PR #34562, opened 2025-06-19
[bitnami/kibana] Support TLS and Authentication in Kibana dashboard import script

### LINKED ISSUE #34366: Kibana Init Script Fails to Import Saved Objects Due to HTTP/HTTPS Mismatch When TLS is Enabled
### Name and Version

bitnami/elasticsearch 22.0.4

None

1. Deploy Kiabana with TLS enabled.
2. Create a dashboard and export it.
3. Create a configmap with the dashboard information.
4. Add the configmap name to the savedObjects.configmap value.
5. Kibana will init, but it won't load the savedObjects

Below is my values.yaml section for kibana
```yaml
kibana:
  enabled: true
  fullnameOverride: "monitoring-kibana" 
  ## @param updateStrategy.type Set up update strategy for Kibana installation.
  ## Set to Recreate if you use persistent volume that cannot be mounted by more than one pods to makesure the pods are destroyed first.
  updateStrategy:
    type: Recreate    
  ingress:
    enabled: true
    pathType: Prefix
    hostname: xx.yy.zz
    extraTls:
    - hosts:
        - xx.yy.zz
      secretName: wildcardcert-tls-secret   
    ingressClassName: "nginx"  
    annotations:
      nginx.ingress.kubernetes.io/rewrite-target: /
      nginx.ingress.kubernetes.io/backend-protocol: HTTPS
 
  extraEnvVars:
    - name: "NODE_OPTIONS"
      value: "--max-old-space-size=756"
  elasticsearch:
    hosts:
      - 'ofs-platform-service-elasticsearch'
    port: '9200'
    security:
      auth:
        enabled: true
        createSystemUser: true   
        # default in the elasticsearch chart is elastic

        kibanaUsername: "elastic"
        elasticsearchPasswordSecret: 'ofs-platform-service-elasticsearch'
      tls:
        # Instruct kibana to connect to elastic over https
        enabled: true
        # Bit of a catch 22, as you will need to know the name upfront of your release

        existingSecret: monitoring-elasticsearch-coordinating-crt # or just 'elasticsearch-coordinating-crt' if the release name happens to be 'elasticsearch'
        # # As the certs are auto-generated, they are pemCerts so set to true

        usePemCerts: true    
  tls:
    enabled: true
    # AutoGenerate TLS certs for kibana

    autoGenerated: true    

  extraConfiguration:
    xpack:
      encryptedSavedObjects:
        encryptionKey: 7884134987903fcc6692e072980304ab386b62fb1b22f7c5f689856cf7481f4e
    monitoring:
      ui:
        ccs:
          enabled: false 
  ## @param forceInitScripts Force execution of init scripts
  ##
  forceInitScripts: true        
  service:
    ## @param service.ports.http Kubernetes Service port
    ##
    ports:
      http: 5601
  savedObjects:        
    ## @param savedObjects.configmap Configmap containing NDJSON files to be imported during Kibana initialization (evaluated as a template)
    ##
    configmap: saved-dashboard
    ## @param savedObjects.overwrite Overwrite saved objects
    overwrite: true   
```

savedObjects should appear in kibana

### What do you see instead?

savedObjects are not loaded

### Additional information

The problem seems to be that when TLS is enabled for Kibana, the background Kibana instance (started by kibana_custom_init_scripts) listens on **https://localhost:5601**, but the curl command in the **import-saved-objects.sh** script attempts to connect via http://localhost:5601 (by default, if https:// is not specified). This leads to the "Empty reply from server" error because curl is speaking plain HTTP to an HTTPS endpoint.

As a temporary solution, I have modified the curl command in my import-saved-objects.sh script to explicitly use https and include `--insecure` to bypass certificate validation for this localhost connection during initialization. And it worked for me.

Here's the modified curl command:

```
curl -s --connect-timeout 60 --max-time 60 -XPOST https://localhost:5601/api/saved_objects/_import -H 'kbn-xsrf:true' --form file=@${f} --insecure
```
This allowed the saved objects to be imported successfully during initialization.

For context, I'm generating this custom script dynamically via a Helm ConfigMap. This allows me to configure the curl command to correctly use https and the `--insecure` flag based on the `elasticsearch.kibana.tls.enabled` and `elasticsearch.kibana.tls.autoGenerated` settings in my Helm chart values.

For full context, my deployment utilizes a nested Helm chart structure: Elasticsearch is deployed as a subchart, and Kibana is a subchart of that Elasticsearch subchart. The necessary ConfigMap resources are dynamically generated using the following Helm templates, which are defined in the main chart's templates, not within the Kibana or Elasticsearch subcharts themselves.

For reference:

First, here's the ConfigMap that holds the actual .ndjson dashboard files:
```yaml
apiVersion: v1
kind: ConfigMap
metadata:
  name: {{ .Values.importSavedDashboard.configmapName }}
data:
{{- $files := .Files.Glob (printf "%s*.ndjson" .Values.importSavedDashboard.path) }}
{{- range $path, $file := $files }}
  {{ base $path }}: |
{{ toString $file | indent 4 }}
{{- end }}
```
And here's the ConfigMap that defines the custom-import-saved-objects.sh script, which is responsible for importing those dashboards. As mentioned previously, this script dynamically configures curl to use https and includes the `--insecure` flag based on the TLS settings in my chart values, addressing the issue of curl attempting a plain HTTP connection to an HTTPS endpoint.

```yaml
apiVersion: v1
kind: ConfigMap
metadata:
  name: custom-import-saved-objects
  labels: {{- include "common.labels.standard" ( dict "customLabels" .Values.commonLabels "context" $ ) | nindent 4 }}
  {{- end }}
data:
  {{- $useHttps := false }}
  {{- $insecureSkipVerify := false }}

{{- /* Check if Kibana's frontend TLS is enabled directly via .Values.elasticsearch.kibana.tls.enabled */}}
  {{- if and 
      (hasKey .Values.elasticsearch "kibana") 
      (hasKey .Values.elasticsearch.kibana "tls") 
      (hasKey .Values.elasticsearch.kibana.tls "enabled") 
      (eq .Values.elasticsearch.kibana.tls.enabled true) 
  }}
    {{- $useHttps = true }}
    {{- /* If autoGenerated is true, it implies self-signed, so we'll need -k */}}
    {{- if and 
        (hasKey .Values.elasticsearch.kibana.tls "autoGenerated") 
        (eq .Values.elasticsearch.kibana.tls.autoGenerated true) 
    }}
      {{- $insecureSkipVerify = true }}
    {{- end }}
  {{- end }}


  {{- $protocol := "http" }}
  {{- if $useHttps }}
  {{- $protocol = "https" }}
  {{- end }}

  {{- $kibanaPort := int .Values.elasticsearch.kibana.containerPorts.http }}
  {{- /* Assuming 5601 is used for HTTPS as well */}}

  {{- $savedObjectsUrl := printf "%s://localhost:%d/api/saved_objects/_import%s" $protocol $kibanaPort (ternary "?overwrite=true" "" .Values.elasticsearch.kibana.savedObjects.overwrite) }}

  custom-import-saved-objects.sh: |
    #!/bin/bash
    echo "==> Saved objects import"

    # Add curl flags for TLS handling
    CURL_TLS_FLAGS=""
    {{- if $useHttps }}
      {{- if $insecureSkipVerify }}
    CURL_TLS_FLAGS="-k" # Use -k for self-signed or untrusted certs
      {{- else }}
    # If not insecure, you'd ideally use --cacert. This script does not include logic
    # to find or mount the CA cert here. If your certs are from a known CA, this might work
    # without -k, but for internal communication, -k is often pragmatic for auto-generated.
      {{- end }}
    {{- end }}


    # Add authentication flags
    CURL_AUTH_FLAGS=""
    # This checks for the elastic password from the standard Bitnami file mount
    if [[ -f "/opt/bitnami/kibana/secrets/elasticsearch-password" ]]; then
      # Read the password, stripping any trailing newline characters
      KIBANA_PASSWORD=$(< "/opt/bitnami/kibana/secrets/elasticsearch-password" tr -d '\n')
      echo "DEBUG: Found elasticsearch-password file."
      # Correctly form CURL_AUTH_FLAGS without problematic extra quotes
      CURL_AUTH_FLAGS="-u elastic:${KIBANA_PASSWORD}"

    else
      echo "ERROR: elasticsearch-password file NOT found at /opt/bitnami/kibana/secrets/elasticsearch-password"
    fi

    {{- if .Values.elasticsearch.kibana.savedObjects.urls }}
    {{- $totalURLs := len .Values.elasticsearch.kibana.savedObjects.urls }}
    echo "Total saved objects NDJSON URLs to import: {{ $totalURLs }}"
    {{- range $i, $url := .Values.elasticsearch.kibana.savedObjects.urls }}
    echo "Importing saved objects from NDJSON in url {{ add $i 1 }} out of {{ $totalURLs }}: {{ $url }}"
    download_tmp_file="$(mktemp)"
    curl "{{ $url }}" > "${download_tmp_file}.ndjson"
    curl -s --connect-timeout 60 --max-time 60 -XPOST {{ $savedObjectsUrl }} -H 'kbn-xsrf:true' --form file=@"${download_tmp_file}.ndjson" ${CURL_TLS_FLAGS} ${CURL_AUTH_FLAGS}
    {{- end }}
    {{- end }}
    {{- if .Values.elasticsearch.kibana.savedObjects.configmap }}
    echo "Searching for dashboard NDJSON files from ConfigMap mounted in /bitnami/kibana/saved-objects"
    ndjson_file_list_tmp="$(mktemp)"
    find /bitnami/kibana/saved-objects -type f -regex ".*\.ndjson" > $ndjson_file_list_tmp
    while read -r f; do
      case "$f" in
        *.ndjson)
          echo "Importing $f"
          curl -s --connect-timeout 60 --max-time 60 -XPOST {{ $savedObjectsUrl }} -H 'kbn-xsrf:true' --form file=@"${f}" ${CURL_TLS_FLAGS} ${CURL_AUTH_FLAGS}
          ;;
        *)
          echo "Ignoring $f"
          ;;
      esac
    done < $ndjson_file_list_tmp
    {{- end }}
    echo "==> End of Saved objects import"
```
Below is the relevant snippet from my values.yaml
```yaml
##monitoring
importSavedDashboard:
  configmapName: &importSavedDashboardConfigmap "kibana-dashboards"
  path: dashboards/
elasticsearch:
  kibana:
    savedObjects:        
      configmap: *importSavedDashboardConfigmap
      overwrite: true   
    extraVolumes: 
      - name: custom-saved-objects-init-scripts
        configMap:
          name: custom-import-saved-objects
          defaultMode: 0755
    extraVolumeMounts:
      - name: custom-saved-objects-init-scripts
        mountPath: /docker-entrypoint-initdb.d/custom-saved-objects-import/
```

I hope this information was helpful, and that the issue will be resolved by Bitnami as soon as possible.

aparnams1999:
### Description of the change

This PR updates the Kibana import-saved-objects.sh init script to properly support environments where TLS is enabled and authentication is required. It dynamically chooses between HTTP and HTTPS based on .Values.tls.enabled and adds optional authentication via user credentials (either from mounted password files or environment variables).

### Benefits

- Ensures the saved objects import succeeds in secured Kibana environments.
- Supports both TLS and non-TLS deployments.
- Adds compatibility with authentication-protected Kibana instances.
- Improves robustness and flexibility of the init script.

### Possible drawbacks

- If incorrect credentials are provided, the import will fail.
- The -k (insecure) option is used for TLS, which skips cert verification — suitable for internal dev environments but not ideal for production.

### Applicable issues

- fixes #34366

### Checklist

### DIFF
--- a/bitnami/kibana/CHANGELOG.md
+++ b/bitnami/kibana/CHANGELOG.md
@@ -1,8 +1,12 @@
 # Changelog
 
-## 12.1.3 (2025-06-24)
+## 12.1.4 (2025-06-26)
 
-* [bitnami/kibana] :zap: :arrow_up: Update dependency references ([#34604](https://github.com/bitnami/charts/pull/34604))
+* [bitnami/kibana] Support TLS and Authentication in Kibana dashboard import script ([#34562](https://github.com/bitnami/charts/pull/34562))
+
+## <small>12.1.3 (2025-06-24)</small>
+
+* [bitnami/kibana] :zap: :arrow_up: Update dependency references (#34604) ([ae475c8](https://github.com/bitnami/charts/commit/ae475c80a52127cbdab36276ed2d071c4495c785)), closes [#34604](https://github.com/bitnami/charts/issues/34604)
 
 ## <small>12.1.2 (2025-06-13)</small>
 


bitnami/kibana/templates/saved-objects-configmap.yaml
```diff
@@ -14,34 +14,55 @@ metadata:
...
-  {{- $savedObjectsUrl := printf "localhost:%d%s/api/saved_objects/_import%s" (int .Values.containerPorts.http) (include "kibana.basePath" .) (ternary "?overwrite=true" "" .Values.savedObjects.overwrite) }}
+  {{- $savedObjectsUrl := printf "%s://localhost:%d%s/api/saved_objects/_import%s" (ternary "https" "http" .Values.tls.enabled) (int .Values.containerPorts.http) (include "kibana.basePath" .) (ternary "?overwrite=true" "" .Values.savedObjects.overwrite) }}
   import-saved-objects.sh: |
     #!/bin/bash
     echo "==> Saved objects import"
+    CURL_TLS_FLAGS=""
+    CURL_AUTH_FLAGS=""
+
+    {{- if .Values.tls.enabled }}
+    CURL_TLS_FLAGS="-k"
```
fmulero: Instead of not verifying the peer connection, Have you considered this option?

```suggestion
    CURL_TLS_FLAGS="--cacert /opt/bitnami/kibana/config/certs/server/ca.crt"
```

fmulero (changes requested):
Thanks a lot @aparnams1999 for taking care of this issue and contributing with this PR. We appreciate it a lot.

I've just left a comment with a suggestion. Could you take it a look?

bitnami/kibana/templates/saved-objects-configmap.yaml
aparnams1999: I did initially try using the certificate with --cacert, but encountered the following error:
```
* Server certificate:
*  subject: CN=monitoring-kibana
*  subjectAltName does not match localhost
* SSL: no alternative certificate subject name matches target host name 'localhost'
```
This happens because the TLS certificate is issued for `monitoring-kibana`, not `localhost`, so the hostname verification fails.

As a temporary workaround, I used `-k` to bypass certificate validation. However, if `.Values.tls.enabled` is `true`, we can and should avoid -k by calling Kibana using its service name (`{{ include "common.names.fullname" . }}`) instead of `localhost`.

fmulero (approved):
LGTM. Thanks a lot for your contribution!

PR #1007, opened 2025-12-02
Fix bare except clause and remove redundant computation in ppo_utils

lancerts:
## Summary
Fixed two code quality issues in the codebase:

1. **Bare except clause in tool_sandbox.py**: Replaced bare `except:` with `except Exception:` 
2. **Redundant computation in ppo_utils.py**: Removed duplicate `log_ratio` calculation in the k2 branch that was already computed earlier


lancerts:
cc @yitianlian

yitianlian (approved):
LGTM！

PR #1025, opened 2025-12-04
Support Tau2 bench evalutation

guapisolo:
Running more tests.


MaxwellJryao:
Hi, are you also doing the model finetuning?

guapisolo:
> Hi, are you also doing the model finetuning?

Nope. This only works for evaluation.

zhuzilin:
close with the same reason as #1156

PR #1027, opened 2025-12-04
refactor: extract duplicated checkpoint interval logic into reusable helper

lancerts:
## Summary
Refactors duplicated eval and save interval checking logic by extracting it into a reusable helper function.

## Changes
- Added `should_run_periodic_action()` helper to `slime/utils/misc.py`
- Updated `train.py` to use helper for both eval and save interval checks
- Updated `train_async.py` to use helper for both eval and save interval checks
- Removed TODO comment about duplicated eval logic

### DIFF
--- a/slime/utils/misc.py
+++ b/slime/utils/misc.py
@@ -67,13 +67,13 @@ def get_free_port(start_port=10000, consecutive=1):
     return port
 
 
-def should_run_checkpoint_action(
+def should_run_periodic_action(
     rollout_id: int,
     interval: int | None,
     num_rollout_per_epoch: int | None = None,
 ) -> bool:
     """
-    Return True when a periodic checkpoint action (eval/save) should run.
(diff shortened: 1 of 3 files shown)


lancerts:
@yitianlian

slime/utils/misc.py
```diff
@@ -65,3 +65,23 @@ def get_free_port(start_port=10000, consecutive=1):
     while not all(is_port_available(port + i) for i in range(consecutive)):
         port += 1
     return port
+
+
+def should_run_checkpoint_action(
```
yitianlian: The function name may change as it is not only used to check whether to run the checkpoint action, but also the evaluation action.

yitianlian (commented):
LGTM! Only need to change the func name~

slime/utils/misc.py
lancerts: sure, updated to `should_run_periodic_action` which covers (eval/save/checkpoint).

PR #1033, opened 2025-12-05
Improve debug output formatting in replay_reward_fn.py

lancerts:
Resolves TODO in replay_reward_fn.py by adding structured debug output with sample separators, field labels, and text truncation for better readability.


yitianlian (approved):
LGTM!

PR #1038, opened 2025-12-05
[Fix] Fix some bugs when on/offload model

yitianlian:


slime/backends/megatron_utils/actor.py
```diff
@@ -201,6 +202,16 @@ def _get_rollout_data(self, rollout_data_ref: Box) -> RolloutBatch:
             ]
         return rollout_data
 
+    @property
+    def active_model_tag(self) -> str | None:
+        return getattr(self, "_active_model_tag", None)
```
zhuzilin: this property doesn't seem necessary.

slime/backends/megatron_utils/actor.py
```diff
@@ -365,9 +374,9 @@ def train_actor(self, rollout_id: int, rollout_data: RolloutBatch) -> None:
                             os.environ["ROUTING_REPLAY_STAGE"] = "replay_forward"
                         else:
                             os.environ["ROUTING_REPLAY_STAGE"] = "record"
+                    self._switch_model("old_actor" if self.args.keep_old_actor else "actor")
```
zhuzilin: I think we can move this switch out of the `if not self.args.use_rollout_logprobs or self.args.get_mismatch_metrics`. And with such change, we no longer need to change the if below.

zhuzilin (approved):
LGTM! Left some minor comments.

PR #1042, opened 2025-12-06
[Draft] Update Megatron patch to work for Megatron v0.15.0

Birch-san:
Megatron 0.15.0 [came out yesterday](https://github.com/NVIDIA/Megatron-LM/releases/tag/core_v0.15.0).

I tried to rebase [megatron.patch](https://github.com/THUDM/slime/blob/b25cae6f42798627d0132d735284686cd4b8c7a8/docker/patch/latest/megatron.patch) onto it, but there were non-trivial merge conflicts. for example, Megatron now supports non-split qkv. so slime attention.py's "gated attention or not" condition needs some thought.

I took a guess at how to resolve the conflicts, here's what I came up with.  
the Megatron diff can be viewed directly here:
https://github.com/NVIDIA/Megatron-LM/compare/core_v0.15.0...NovelAI:Megatron-LM:v0.15.0-slime-patch

the `.patch` file here was computed by running this command inside that Megatron fork:

```bash
git diff core_v0.15.0 > changes.patch
```

**I haven't tried running it yet**, hence this is a draft. but perhaps this can save some time for anybody else who's looking into trying this update.

I wasn't sure why slime's Dockerfile convention is to apply a patch instead of checking out a branch of a forked repository. I wondered if maybe it was due to licensing considerations. so I tried to add a bit of licensing diligence as well (i.e. signpost slime's changes as Apache-2.0, and indicate files with derivative works in them). and include Pai-Megatron-Patch's NOTICE file (Apache 2.0 4.d. seemed to want NOTICEs to be distributed. it sounds like you can exclude portions that don't pertain to your derivative work, but it's easier to include the whole thing).  
I'm not sure if this is all that's required to satisfy the licenses, but it's probably directionally good.

### DIFF
--- a/docker/Dockerfile
+++ b/docker/Dockerfile
@@ -4,7 +4,7 @@ FROM lmsysorg/sglang:${SGLANG_IMAGE_TAG} AS sglang
 # ======================================== Arguments =============================================
 
 ARG PATCH_VERSION=latest
-ARG MEGATRON_COMMIT=core_v0.14.0
+ARG MEGATRON_COMMIT=core_v0.15.0
 
 ARG ENABLE_CUDA_13=0
 


docker/patch/latest/megatron.patch
```diff
@@ -12,38 +61,16 @@ index 41c21d93d..ef80f72d6 100644
...
-index ccf5242a2..9b6d3e31f 100644
+index 5a1ea308d..87826e4df 100644
 --- a/megatron/core/dist_checkpointing/strategies/torch.py
 +++ b/megatron/core/dist_checkpointing/strategies/torch.py
-@@ -427,6 +427,15 @@ def _restore_dict_types(x: Union[dict, list, Any], keys_template: Union[dict, li
-             _restore_dict_types(x_val, templ_val)
- 
- 
-+@dataclass
-+class MCoreMetadata(Metadata):
```
Birch-san, line 23: for those surprised to see "why would we see any lines deleted when we rebase our patch onto a newer Megatron": I guess what happened here is that the MCoreMetadata dataclass got upstreamed? Megatron v0.15.0 already has this, so there's no longer a need for the patch to add it:

https://github.com/NVIDIA/Megatron-LM/blob/0112156741214c833a47d9f92911400ae96d724d/megatron/core/dist_checkpointing/strategies/torch.py#L462

zhuzilin:
Thank you for this and we are also considering upgrading megatron.

> I wasn't sure why slime's Dockerfile convention is to apply a patch instead of checking out a branch of a forked repository. I wondered if maybe it was due to licensing considerations

The reason is simply that we hope not to maintain a megatron fork by ourselves :p
And we don't need to add license to the patch at the moment (which can keep the patch a bit shorter).

> so slime attention.py's "gated attention or not" condition needs some thought.

I'm no sure if 0.15.0 have native gated attn support. If it does, we should use the native implementation. The origin one in the patch was a bit ad-hoc.

zhuzilin:
closed as we have already upgraded to megatron dev branch. But still thank you so much for the PR :heart:.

++++++++++

Exercise instructions
Where does the word "hostname" appear in the material above? Copy every line that holds it.

Response
    hostname: xx.yy.zz
This happens because the TLS certificate is issued for `monitoring-kibana`, not `localhost`, so the hostname verification fails.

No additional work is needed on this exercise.